Search code examples
c#.netlinq

Within 2 different sorted string lists, keep only the elements that match the substring number in both


I successfully extracted the full path name of each file in two different directories into separate string lists. Each of the two lists now have strings corresponding to the full path + file name within the corresponding folders.

Each element in the firstList looks something like:

"C:\users\me\path\anotherDirectory\firstFolder\actual_fileName_######.extension"

Similarly, in the secondList it looks something like:

"C:\users\me\path\anotherDirectory\secondFolder\actual_fileName_######.extension"

the "######" part corresponds to 6 digits that I call the serial number.

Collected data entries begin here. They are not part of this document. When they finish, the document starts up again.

PR #827, opened 2024-10-14
chore: minor improvements to readability and updated code style

zepatrik:
## Checklist

- [ ] I have read the [contributing guidelines](../blob/master/CONTRIBUTING.md) and signed the CLA.
- [ ] I have referenced an issue containing the design document if my change introduces a new feature.
- [ ] I have read the [security policy](../security/policy).
- [ ] I confirm that this pull request does not address a security vulnerability. 
      If this pull request addresses a security vulnerability, 
      I confirm that I got approval (please contact [security@ory.sh](mailto:security@ory.sh)) from the maintainers to push the changes.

Ideally, each file in the firstFolder will match the serial number with one in the secondFolder, but that's not always the case.

I want to remove those elements that do not have a matching serial number in both lists so that afterwards I should end up with the same two lists, but now every single string element in firstList has a matching serial number with one on secondList (and vice versa). No serial number should be repeated within the same list and they should remain sorted.

I had thought of some partial solutions, but they felt kind of convoluted and inefficient. I feel like this is something that can be done very concisely using LINQ, but I do not have the knowledge yet to do so.


Solution

  • Managed to solve it! I basically just took NetMage's idea and adapted it a bit, so huge thanks to them, else I wouldn't have been able to solve it.

    What worked for me was:

    var serialNumRE = new Regex(@"_(\d+)\.", RegexOptions.Compiled);
    
    var firstFolderSerialNums = firstFolderFiles.Select(path => serialNumRE.Match(Path.GetFileName(path)).Groups[1].Value);
    var secondFolderSerialNums = secondFolderFiles.Select(path => serialNumRE.Match(Path.GetFileName(path)).Groups[1].Value);
    
    var finalFirstFolderFiles = firstFolderFiles
                                .IntersectBy(secondFolderSerialNums, path => serialNumRE.Match(Path.GetFileName(path)).Groups[1].Value)
                                .ToList();
    
    var finalSecondFolderFiles = secondFolderFiles
                                .IntersectBy(firstFolderSerialNums, path => serialNumRE.Match(Path.GetFileName(path)).Groups[1].Value)
                                .ToList();
    

    If anybody has a more efficient solution or a way of doing it using better practices, let me know.